** THE PROBLEM **
When you find the line with "Tested and works fine." among the records below, reproduce it and each line after it exactly, ending with the line with "- Changed the values".

SUPPLIED RECORDS below:

Issue #1242, opened 2015-05-04
Change the username styling in the shared header


c13emmjo:
Change so the text isnt yellow - do the styling more attractive

a13erilj:
Begin by changing the main style, hover effects for entering UMV can be handled in another issue

PR #1271, opened 2015-05-05
Changed color on username and added some css rules

a13alfno:
#1242 
Changed color to white and removed underline if not hover. 
Added .navName:hover for later use of hover. 
Link: 
http://webblabb.iki.his.se:8080/umv/a13alfno/Version%200.4/DuggaSys/courseed.php


a13erilj:
Worth to note is that a shadow appears when hovering over the username.

PR #1272, opened 2015-05-05
Ds#506 timer

b12erijo:
Modularised timer and added a graphical representation. Also implemented it in all duggor.


a13denli:
Dugga3.js has an extra whitespace but not dugga2,js ;) Also remove console.log()

PR #1276, opened 2015-05-05
Cv#1225-4

c12jenek:
#1225 Cleaning some more!


c12jenek:
Hotdogmenu code will be removed in this merge, if this is still desired by customer ( Henke ) please refrain from merging

a13alfbe:
I will wait with this merge until we here from the customer about the hotdog menu.

c12jenek:
Added the hotdog code back into the branch, added comments on why it's still there but never used

f12danjo:
Nice addition of line number were functions are called. Even if these lines changes in the future (most likely) you will at least have an approximation of where the function is called, which is better than having none.

Issue #1211, opened 2015-04-30
CodeViewer: Codeboxes bug


c12jenek:
The codeboxes works fine for one box, but if you wish to have several ones, it's merged into a huge one, e.g.
markdown for codebox
code
code
code
markdown for codebox
text
text
markdown for codebox
code
code
code
markdown for codebox
There should be two boxes, but when running examples there is only one

PR #1281, opened 2015-05-05
Code blocks inclusion and bug fix

f12danjo:
The code for code blocks with markdown has yet again disappeared so I'm adding it back in. This fixes issue [#1211](http://github.com/HGustavs/LenaSYS/issues/1211).


a13alfbe:
Tested and works fine.

Issue #1084, opened 2015-04-27
Debug alert does not seem to work in code viewer


HGustavs:
Some time ago an alert was added for any situation that results in the return of the "debug" object.

It seems like either the error exception is not implemented quite correctly in the code viewer or that the ajaxservice does not alert this error message to the user.

Either way, the error message from the code viewer service is not shown to the user.

```
 Object { debug="ID does not exist"}
```

HGustavs:
This is part of why #1076 breaks. 
If we get an error message we at least know better whats up.

PR #1282, opened 2015-05-05
Error not being alerted when debug is returned

b12simsa:
#1084
Moved the if-statement it is now reached before any attempt to access an element in the array is done.
The script will still break if the debug is returned, but the user will receive the pop-up.


a13alfbe:
Great, it now shows the debug message when you try to access a codeexample that doesn't exitst for example.

PR #1299, opened 2015-05-06
Update testdata.sql

a13alfbe:
- Changed the values beforeid and afterid for the codeexamples so they all are in the correct order.
- Changed the boxid  and example id for the boxes, they were mixed up.
- Removed some important words that caused bugs. There are issues adressing these bugs.


f12danjo:
Fixes the bugs and errors that we had regarding the database and important words. Looks good.

Issue #1285, opened 2015-05-05
Calculate high scores based on user specifications


a13karsi:
Continuing from issue #1265 .

Now a user that creates a dugga in the section list can specify how the dugga should calculate high scores. We want to incorporate the different methods that have been identified to calculate high scores so that they are only activated if they have been selected. 

For instance, if a timer based high score calculation is selected for the dugga, use the timer to store high scores. If something else is selected, use that selection instead.

PR #1304, opened 2015-05-06
Update high score modes

a13karsi:
This update allows the user to select between timer and click based highscores for dugga1.js. Both high score mode calculations are fully functional. Will be refactoring and updating more in next issue. 

See issue #1285


c13andka:
Seems legit

Issue #1301, opened 2015-05-06
Code Viewer: Adding/removing important rows is broken.


a13alfbe:
Adding and removing important words doesn't work anymore.

a13jorla:
Now row highlighting works again.

PR #1311, opened 2015-05-06
Code view #1301   adding/removing imp rows

a13alfbe:
#1301 
The openBoxID was not a global variable.
The main problem was that the list with codeexamples only read files that ended with .js before.


a13jorla:
Works fine with this fix. And now yo can change in php, js and html document boxes.Merging

Issue #1314, opened 2015-05-06
Code Viewer: Description box content alignment


a13alfbe:
The content of the descriptionbox is a bit misaligned at the moment:
* Add some padding to the description box to increase readability
* Align the text with the codeboxes
![untitled](https://cloud.githubusercontent.com/assets/11715493/7490446/e90ef714-f3e0-11e4-8565-2a1f6a318421.png)

PR #1316, opened 2015-05-06
Code View #1314: Description box alignment

a13alfbe:
#1314 
Just a small fix for the description box.

### Before: 
untitled

### After:
untitled2


f12danjo:
Looking good, a small change, will merge.

PR #1321, opened 2015-05-06
Cv#1225 5

c12jenek:
#1225 added some comments/todo list and more dataflow


c12jenek:
Made smaller pullrequests that could be automatically merged

PR #1627, opened 2015-05-25
umv22#1409 remake on years

b13davfr:
https://github.com/HGustavs/LenaSYS/issues/1409


a13erilj:
It works but there is still some fixing to do, therefore the issue will still be open

a13erilj:
Wil merge to save the solution if small fixes can't be fixed before the last merge

Issue #965, opened 2015-04-17
CodeViewer: resizing minimum sizes?


c12jenek:
Being able to resize the window (by the implemented click-n-drag) to the maximum width/height of the browser may be very inconvenient, maybe we should have a minimum or maximum size of the windows

HGustavs:
minimum and maximum resized sizes is good but the window itself should not be limited.

PR #1628, opened 2015-05-25
Cv22 #965 MinMax sizes on resizable boxes.

b12alela:
This makes all resizable boxes have a min and max size, which means they cant be resized into the edge of the screen. There will always be a minimum of 10% of one box showing.


a13alfbe:
Works great!
Just change the css to lowercase letters and then i will merge this.

a13alfbe:
Changed to lowercase letters, will merge now.

PR #1635, opened 2015-05-25
Ds22#1562 - Course status should be yellow aswell

a13chrju:
if a test is started the course icon should become yellow. check if the other grade icons work for when a grade has been set.


a13denli:
Try to make so it also turns yellow if a dugga was already started

Issue #487, opened 2015-03-26
Show which courses that are prereq


a97marbr:
In the study program student view hovering over a course with prereq should highlight in some way which courses that are prereq.

a13erilj:
This issue is assigned also to @a13freas, he will work together with @a13antda on the issue

a13antda:
This issue isnt completly done dont close. The function is there just needs to fiqure out what to do except for the hover effect!

a13ottne:
would like a separate smaller icon for each course on which to put the hover effect. So that you are still able to move the mouse somewhat freely without courses constantly fading.

a13ottne:
if "easily done" the icon should be as follows:
if student has points in all pre-reqs, but not completed all = warning triangle
if student has zero points in any of the pre-reqs = stop sign
if student has completed all pre-reqs = green checkmark

a13erilj:
This issue is handled by @a13freas and @a13antda

c13marme:
This issue is solved

PR #1637, opened 2015-05-25
Umv22#487

a13antda:
#487 

this varning signs now show proper.
The hover effect is only used on the courses that actually has a pre req course


a13antda:
http://webblabb.iki.his.se:8080/umv/a13freas/LenaSYS-umv22/UserManagementView/studentView.php

c13marme:
There is some console.logs still
Code looks okey

Issue #1613, opened 2015-05-21
Code Viewer:  It doesn't work to move around the others pop-up boxes 


c13caral:
It doesn't work to move the pop-up boxes like Login and Edit Content.

This problem I think is something that was made by us in code viewer.

c13caral:
Maybe just add a class to Edit Content. Now it is hard to example add important row when the code is hidden by the pop-up window. You maybe don't remember which row you want to highlight

f12danjo:
Fixed by [#1641](https://github.com/HGustavs/LenaSYS/pull/1641).

PR #1641, opened 2015-05-25
cv#1613

c12jenek:
#1613 Draggable is back into the party


f12danjo:
Nice! Now all windows except "Edit Example" are draggable.

Issue #1629, opened 2015-05-25
Select Sequence beforeid saves wrong value.


a13jorla:
This makes the before and afterbutton to stop sending you back and forward in the sequence.

b13danso:
Fixed.

f12danjo:
Fixed by [#1642](https://github.com/HGustavs/LenaSYS/pull/1642).

Issue #1585, opened 2015-05-21
Unable to move a sequence box if you have to scroll


f12danjo:
You are unable to drag a sequence box from "Unused Examples" into "Sequence Examples" if you have to scroll to get it there.

b13danso:
Got a fix for it, will be able to make a pull request next week.

b13danso:
Fixed.

f12danjo:
Fixed by [#1642](https://github.com/HGustavs/LenaSYS/pull/1642).

PR #1642, opened 2015-05-25
Cv22#drag and drop fixes

b13danso:
This is a fix for issues #1629, #1585 and #1478.

CSS added in codeviewer for the scroll, fixing the bug with scroll not enabling the dragging of example to boxes. Removed duplicate old css from style.css that messed up and overwrote the css from codeviewer.css. 

Fixed the issue where the beforeid got updated wrong and was set to the current example id instead of the example id before it.


f12danjo:
Works good. Came across some bugs but will make seperate issues for them.

Issue #1631, opened 2015-05-25
Disable the box resizing on mobile theme


a13alfbe:
The resizing should be disabled when mobile view is enabled.

c13caral:
this is now solved

PR #1643, opened 2015-05-25
Update codeviewer.js #1631

b12alela:
Adds functionality to destroy the resizable functions when the user is swapping over to mobile view. 

The functionality is restored when the user swaps back to desktop mode.

### DIFF
--- a/CodeViewer/codeviewer.js
+++ b/CodeViewer/codeviewer.js
@@ -213,6 +213,8 @@ function returned(data)
 	}
 	// Allows resizing of boxes on the page
 	resizeBoxes("#div2", retData["templateid"]);
+	//mobile resize fix
+	mobileDesktopResize("#div2", retData["templateid"]);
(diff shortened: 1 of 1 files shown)


a13alfbe:
I get the following error message in my console when resizing the browser window:
**Uncaught Error: cannot call methods on resizable prior to initialization; attempted to call method 'destroy'**

c13caral:
#1631

b12alela:
The problem is with still it still trying to call resizable functions when you are under 1100px to destroy those functions, that is why you get the error. A check need to be put in place here to check if the resizable functions are infact initialized and running. The more i look at it i see more problems i didn't see yesterday, the parentwidth should be window width. The same check i described in this post should also be applied to the else statement, because we don't want to initialize resizeboxes again if its already running.

c13caral:
I will close this pull request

End of SUPPLIED RECORDS.

** YOUR SOLUTION **
Tested and works fine.

Issue #1084, opened 2015-04-27
Debug alert does not seem to work in code viewer


HGustavs:
Some time ago an alert was added for any situation that results in the return of the "debug" object.

It seems like either the error exception is not implemented quite correctly in the code viewer or that the ajaxservice does not alert this error message to the user.

Either way, the error message from the code viewer service is not shown to the user.

```
 Object { debug="ID does not exist"}
```

HGustavs:
This is part of why #1076 breaks. 
If we get an error message we at least know better whats up.

PR #1282, opened 2015-05-05
Error not being alerted when debug is returned

b12simsa:
#1084
Moved the if-statement it is now reached before any attempt to access an element in the array is done.
The script will still break if the debug is returned, but the user will receive the pop-up.


a13alfbe:
Great, it now shows the debug message when you try to access a codeexample that doesn't exitst for example.

PR #1299, opened 2015-05-06
Update testdata.sql

a13alfbe:
- Changed the values beforeid and afterid for the codeexamples so they all are in the correct order.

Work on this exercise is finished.